There are far too many ways of practicing positive discipline with your child to name them all here, but all of the techniques used in positive discipline fall under one of the key criteria discussed above. Some of the more common positive discipline techniques include:
 
  • Allowing natural consequences to take place,
  • Maintaining a positive, healthy relationship,
  • Creating a “yes” environment in the home,
  • Offering choices to the child,
  • Working out a solution together with the child,
  • Being sensitive to your child’s feelings and emotions,
  • Not forcing empty apologies,
  • Trying to understand your child’s unmet needs, and
  • Avoiding labeling your child.
Probably the most important thing to note about positive discipline techniques is that each technique uses some form of prevention, distraction, and/or substitution to guide a child away from hurtful or harmful behaviors.
 
Again, there are many more techniques that fall under the positive discipline category. The one’s you choose to use will depend largely on your child’s age and the behavioral issues he or she is exhibiting.
 
So, Can Positive Discipline Help Your Child?
 
The short answer is a definite, “Yes!”
 
Positive discipline can help any child and is already in play the moment your child is born and you begin interacting with them. Your compassionate and consistent responses to your infant child’s needs is critical when it comes to helping your child form a healthy attachment to you and this same compassionate consistency should be mirrored in your responses to your older child.
 
Consistency and compassion are necessary to help children feel comfortable with their own feelings and, in turn, feel confident about themselves and their own abilities.
 
The alternative is to create an environment of fear and tension, in which a child will learn by example that these are the emotions that they should use to address their own feelings, as well as interact with others. Perhaps needless to say, but tension and fear aren’t very helpful when it comes to building a child’s self-esteem or teaching them how to build healthy relationships with others.
 
So, whether you feel like your child’s behavior needs to be corrected or you want to prevent certain behavioral traits from forming in your child, positive discipline may well be the answer.
 
Positive discipline helps children learn self-discipline, self-respect, personal responsibility, and self-confidence.
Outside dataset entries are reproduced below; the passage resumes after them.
Issue #8974, opened 2021-06-28
Update Intent ID Type from Integer to String


b-quachtran:
**Description of Problem**:

Intent ID's are currently stored as integers, making it possible in certain cases for the integers to be cast as scientific notation and precision lost as a result. Instead, ID's should be stored as a string to avoid this issue. 

**Overview of the Solution**:

Update Rasa NLU schema and classifier implementations so intent ID's are stored as strings. 

**Definition of Done:**
- Rasa NLU schema is updated
- Classifier implementations are updated
- All the required docs changes are also done

PR #10013, opened 2021-10-29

And, if you love your child or believe that children are, indeed, our future, who wouldn’t want more children to have those traits?!?
 
Steps You Can Take…
 
There are numerous resources available for parents interested in learning more about how to practice positive discipline, and a quick Internet search will bring up numerous resources ranging from books, to videos, to classes that will teach you the techniques used in positive discipline.
 
Whether you’re a new parent who wants to learn more about positive discipline for your family’s future or you’re the parent of tween, teen, or adolescent that is simply looking for a more effective means of interacting and disciplining your child, help is available.
 
The first step is to do a little research on positive discipline and learn what you can about the methods and techniques involved and the benefits it offers.
 
After you’ve done some research, start putting what you’ve learned into practice.
 
And, if you need help, remember that help is available. You can always contact a professional counselor or licensed marriage and family therapist who specializes in family counseling and helping parents implement positive discipline.
 
And, remember, as long as your child is living at home, it may never be too late to start practicing positive discipline… However, the earlier you start implementing positive parenting techniques with your child the more effective they’ll be, both in terms of helping your relationship with your child be the best that it can be and at helping your child become the confident, respectful, healthy, and well-adjusted, and self-actualizing adult you hope they’ll become.